C. J.'s latest post provides the answer to that question. I'm going to snip a large chunk of it here, but by all means go over there and read the whole thing:
We must never assume the gospel. We must always assume that those we serve need to hear the gospel yet again. Any sermon we preach is incomplete and insufficient until we explicitly reference Christ and him crucified.

In the book A Quest for Godliness: The Puritan Vision of the Christian Life, J.I Packer writes,

"The preachers’ commission is to declare the whole counsel of God; but the cross is the centre of that counsel, and the Puritans knew that the traveller through the Bible landscape misses his way as soon as he loses sight of the hill called Calvary."

Every sermon must have a sighting of the hill called Calvary, because each passage of Scripture points us to the cross. In Christ-Centered Preaching, Bryan Chapell writes,

"In its context, every passage possesses one or more of four redemptive foci. Every text is predictive of the work of Christ, preparatory for the work of Christ, reflective of the work of Christ, and/or resultant of the work of Christ."

And because every text of Scripture points us to the cross, every topic should likewise point us to the cross. Thomas Jones says, "No doctrine of Scripture may faithfully be set before men unless it is displayed in its relationship to the cross."

The message of the cross is central to the commission of the preacher, is to be on display in every sermon, is cultivated from every text of Scripture, and is embedded within every topic and doctrine intended to nourish the church.

Saturday, December 08, 2007

Book Recommendation

Over the past few months I've been slowly reading through a little book by John Piper called, Fifty Reasons Why Jesus Came to Die. This book came out a few years ago under a different title. It was called "The Passion of Jesus Christ" . . . back when every book published by a Christian publisher was using the word "passion" in the title . . . you know, just after that phase when they were all using the word "purpose" . . . Christian publishers are not an especially creative bunch.

Anyway, the book is composed of 50 2-page meditations on the reasons--in the plan of God--that Jesus came to die. I have read the book as a devotional, one reason at a time, and have found it to be stirring, powerful, and thought provoking.
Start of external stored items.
PR #1120, opened 2026-07-31
RANGER-5717: Introduce health check REST APIs in Ranger Admin

kumaab:

Adds two new REST APIs:
- `/service/actuator/health/readiness`
- `/service/actuator/health/liveness`

readiness check runs with`healthcheck` user only , the check by-passes db updates while maintaining a session.

## How was this patch tested?

- Tested using `header based authentication` in docker with `multiple cURL calls`: 
  ```
  curl -X GET \
  'http://localhost:6080/service/actuator/health/readiness' \
  -H 'Accept: application/json' \
  -H 'X-Forwarded-User: healthcheck'

  {"status":"UP","details":{"components":{"service-defs": ["atlas","elasticsearch","gds","hbase","hdfs","hive","kafka","kms","knox","kudu","kylin","nestedstructure","nifi","nifi-registry","ozone","polaris","presto","schema-registry","solr","sqoop","storm","tag","trino","yarn"]}}}%


  curl -X GET \
  'http://localhost:6080/service/actuator/health/readiness' \
  -H 'Accept: application/json' \
  -H 'X-Forwarded-User: healthcheck1'

  {"statusCode":403,"msgDesc":"Only the healthcheck user may query service-def names via this path."}%
   ```
- Records are seen in access logs but not in 'Login Sessions' in Ranger UI -> Audits tab
image


security-admin/src/main/java/org/apache/ranger/rest/RangerHealthREST.java
```diff
@@ -54,4 +62,26 @@ public RangerServerHealth getRangerServerHealth() {
 
         return rangerServerHealthUtil.getRangerServerHealth(dbVersion);
     }
+
+    @GET
+    @Path("/health/readiness")
+    @Produces("application/json")
+    @Transactional(propagation = Propagation.NOT_SUPPORTED)
+    public RangerServerHealth getRangerServerReadiness(@Context HttpServletRequest request) {
+        List<RangerServiceDef> serviceDefs = serviceREST.getServiceDefs(request).getServiceDefs();
```
mneethiraj: Instead of retrieving `RangerServiceDef` objects from the database, I suggest to retrieve only service-def names from the database using a new JPA query.

Also update `RangerServerHealthUtil.serviceUpWithAvailableServiceDefs()` to return the name list instead of sertializing entire service-defs.

security-admin/db/postgres/optimized/current/ranger_core_db_postgres.sql
```diff
@@ -1997,6 +1997,11 @@ INSERT INTO x_portal_user(CREATE_TIME,UPDATE_TIME,FIRST_NAME,LAST_NAME,PUB_SCR_N
 INSERT INTO x_portal_user_role(CREATE_TIME,UPDATE_TIME,USER_ID,USER_ROLE,STATUS)VALUES(current_timestamp,current_timestamp,getXportalUIdByLoginId('rangertagsync'),'ROLE_SYS_ADMIN',1);
 INSERT INTO x_user(CREATE_TIME,UPDATE_TIME,user_name,status,descr)VALUES(current_timestamp,current_timestamp,'rangertagsync',0,'rangertagsync');
 
+-- Built-in health-check user for the /service/actuator/health/readiness endpoint. It authenticates via trusted header (Istio/trusted proxy) only; no usable password is set, so password login is effectively disabled. It is granted read access only.
```
mneethiraj: "It authenticates via trusted header (Istio/trusted proxy) only;" => this is not correct. The user can still authenticate via Kerberos or JWT. I suggest updating the comment to only retain the first sentence.

security-admin/db/postgres/optimized/current/ranger_core_db_postgres.sql
```diff
@@ -1997,6 +1997,11 @@ INSERT INTO x_portal_user(CREATE_TIME,UPDATE_TIME,FIRST_NAME,LAST_NAME,PUB_SCR_N
...
+INSERT INTO x_portal_user(CREATE_TIME,UPDATE_TIME,FIRST_NAME,LAST_NAME,PUB_SCR_NAME,LOGIN_ID,PASSWORD,EMAIL,STATUS)VALUES(current_timestamp,current_timestamp,'healthcheck','','healthcheck','healthcheck','*disabled-header-auth-only*','healthcheck',1);
```
mneethiraj: Database scripts for other flavors (example: MySQL, Oracle) should be updated as well.

ramackri: Do we need to consider for upgrade ?

mneethiraj: @kumaab - why is it necessary to add an entry for `healthcheck` user in the database? If authentication is to be handled by header or kerberos, there shouldn't be any need.

kumaab: Yes, I thought that too initially. `SessionMgr.processSuccessLogin()` still requires a portal user (`x_portal_user` table ) with roles and module permissions. 
Readiness calls `getServiceDefNames()`, which is protected by @PreAuthorize and `hasModuleAccess()`. Without a DB user, `processSuccessLogin()` returns null and readiness fails. 
The `healthcheck` user is a minimal built-in account for probe identity only — not for password login — consistent with other system users in ranger_core_db_*.sql.

security-admin/db/postgres/optimized/current/ranger_core_db_postgres.sql
kumaab: Sure, updated!

security-admin/src/main/java/org/apache/ranger/rest/RangerHealthREST.java
kumaab: Yes, I realized later as well the JSON response is quite heavy and not really required. Updated.

security-admin/db/postgres/optimized/current/ranger_core_db_postgres.sql
ramackri: Readiness fetches all service-def names every time
Readiness calls getServiceDefNames() →:

SELECT obj.name FROM XXServiceDef obj ORDER BY obj.name
Readiness only needs “any service def exists?” — not the full sorted list returned in the JSON body.

Impact: Unnecessary DB work + larger response on every probe (30+ service types in many deployments).

Fix: Use SELECT COUNT(*) or SELECT 1 ... LIMIT 1. Return { "status": "UP" } only — omit the full service-defs list from probe responses.

ramackri: Readiness reuses heavy ServiceREST authorization
getServiceDefNames() is wired like a normal API:

@PreAuthorize(... GET_SERVICE_DEFS ...)
hasModuleAccess(MODULE_RESOURCE_BASED_POLICIES)
refreshPermissionsIfNeeded() inside isAPIAccessible() (can re-hit DB on interval)
Impact: Health probe pays the same authorization cost as GET /service/definitions.

Fix: Use a dedicated DAO method on the readiness path without @PreAuthorize / module checks (auth already handled at the edge, or use unauthenticated internal check).

security-admin/src/main/java/org/apache/ranger/rest/RangerHealthREST.java
```diff
@@ -54,4 +59,26 @@ public RangerServerHealth getRangerServerHealth() {
...
+    @Path("/health/readiness")
+    @Produces("application/json")
+    @Transactional(propagation = Propagation.NOT_SUPPORTED)
+    public RangerServerHealth getRangerServerReadiness() {
+        List<String> serviceDefNames = serviceREST.getServiceDefNames();
+
+        if (serviceDefNames != null && !serviceDefNames.isEmpty()) {
+            return rangerServerHealthUtil.serviceUpWithAvailableServiceDefs(serviceDefNames);
+        } else {
+            return rangerServerHealthUtil.serviceDown();
```
mneethiraj: "down" doesn't seem appropriate here; consider "initializing" or "initialization_failure".

security-admin/src/main/java/org/apache/ranger/biz/SessionMgr.java
```diff
@@ -507,10 +507,15 @@ protected boolean validateUserSession(UserSessionBase userSession, String curren
 
     @Transactional(readOnly = false, propagation = Propagation.REQUIRES_NEW)
     protected XXAuthSession storeAuthSession(XXAuthSession gjAuthSession) {
-        // daoManager.getEntityManager().getTransaction().begin();
+        /*
+        Recording an x_auth_sess row for every liveness/readiness probe is not required
+         */
+        if (gjAuthSession != null && RangerConstants.HEALTH_CHECK_USERNAME.equalsIgnoreCase(gjAuthSession.getLoginId())) {
```
mneethiraj: Replace repeated references to `RangerConstants.HEALTH_CHECK_USERNAME.equalsIgnoreCase` with a method like `RangerBizUtil.isHealthCheckUser(`.

security-admin/src/main/java/org/apache/ranger/rest/ServiceREST.java
```diff
@@ -607,6 +610,46 @@ public RangerServiceDefList getServiceDefs(@Context HttpServletRequest request)
         return ret;
     }
 
+    public List<String> getServiceDefNames() {
+        LOG.debug("==> ServiceREST.getServiceDefNames()");
+
+        if (!RangerConstants.HEALTH_CHECK_USERNAME.equalsIgnoreCase(resolveAuthenticatedLoginId())) {
+            throw restErrorUtil.createRESTException(HttpServletResponse.SC_FORBIDDEN,
```
mneethiraj: If `ServiceREEST.getServiceDefNames()` meant to be called only from `RangerHealthREST`, why not directly have this implementation in `RangerHealthREST`, and eliminate the updates in ServiceREST, RangerServiceDefService and related classes?

kumaab: Sure, updated.

security-admin/src/main/java/org/apache/ranger/util/RangerServerHealthUtil.java
```diff
@@ -98,4 +136,44 @@ private Map<String, Object> getDbStatus(String dbVersion) {
...
+
+        return ret;
+    }
+
+    /**
+     * Header-based auth sets {@link RangerAuthenticationToken} before Ranger
+     * {@link UserSessionBase} is available. Fall back to that token when the Ranger session
+     * has not been materialized yet (e.g. healthcheck user not in DB).
+     */
+    private String resolveAuthenticatedLoginId() {
```
mneethiraj: To be consistent with rest of Ranger code base, I suggest having a single return statement in a method:

```
if (loginId == null) {
  Object authentication = SecurityContextHolder.getContext().getAuthentication();

  if (authentication instanceof RangerAuthenticationToken) {
    RangerAuthenticationToken token = (RangerAuthenticationToken) authentication;

    if (token.getAuthType() == XXAuthSession.AUTH_TYPE_TRUSTED_PROXY) {
      loginId = token.getName();;
    }
  }
}

return loginId;
```

security-admin/src/main/java/org/apache/ranger/util/RangerServerHealthUtil.java
```diff
@@ -98,4 +136,44 @@ private Map<String, Object> getDbStatus(String dbVersion) {
 
         return ret;
     }
+
+    public List<String> getServiceDefNames() {
+        LOG.debug("==> RangerServerHealthUtil.getServiceDefNames()");
+
+        if (!bizUtil.isHealthCheckUser(resolveAuthenticatedLoginId())) {
```
mneethiraj: Is this `if` necessary? I suggest removing this.

security-admin/src/main/java/org/apache/ranger/common/RangerConstants.java
```diff
@@ -46,6 +46,9 @@ public class RangerConstants extends RangerCommonEnums {
     public static final String RANGER_ADMIN_SUPER_USERS  = "ranger.admin.super.users";
     public static final String RANGER_ADMIN_SUPER_GROUPS = "ranger.admin.super.groups";
 
+    // login id used by the Ranger Admin health readiness endpoint
+    public static final String HEALTH_CHECK_USERNAME = "healthcheck";
```
mneethiraj: I suggest reading the name of healthcheck user from configuration - perhaps in RangerBizUtil.

```
public static final String HEALTHCHECK_USERNAME = RangerAdminConfig.getInstance().get("ranger.admin.healthcheck.username", "healthcheck");
```

security-admin/src/main/java/org/apache/ranger/util/RangerServerHealthUtil.java
kumaab: Yes, this restricts any other user (except `healthcheck` user) from querying this endpoint. (added an example in PR description for `healthcheck1` user).

security-admin/src/main/java/org/apache/ranger/util/RangerServerHealthUtil.java
kumaab: I see, added a cursor rule as well.

security-admin/src/main/java/org/apache/ranger/common/RangerConstants.java
kumaab: done

security-admin/src/main/java/org/apache/ranger/util/RangerServerHealthUtil.java
mneethiraj: ok. A better place for this validation is `RangerHealthREST.getRangerServerReadiness()`.

mneethiraj (approved):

Piper does not eschew Biblical or theological language in order to be "winsome."
  • Reason 1) To absorb the wrath of God.
  • Reason 8) To become a ransom for many.
And yet he consistently brings eloquence and insight to his subject, and is able to startle his readers from the drowsy blur with which we often receive theological language. Among those that I was especially "startled" by:
  • Reason 28) To free us from the futility of our ancestry
  • Reason 33) To make his cross the ground of all our boasting
  • Reason 35) To give marriage its deepest meaning
  • Reason 43) To unleash the power of God in the Gospel
  • Reason 44) To destroy the hostility between races.
But the real power of this little book is in its cumulative effect. Used as a daily devotional, again and again the reader is encouraged to turn and look "with fresh eyes" at the cross of Christ and think again of what it really means for each one of us who believe.

I am not done with this little book. I intend to read it again, and perhaps again. I give it my highest recommendation.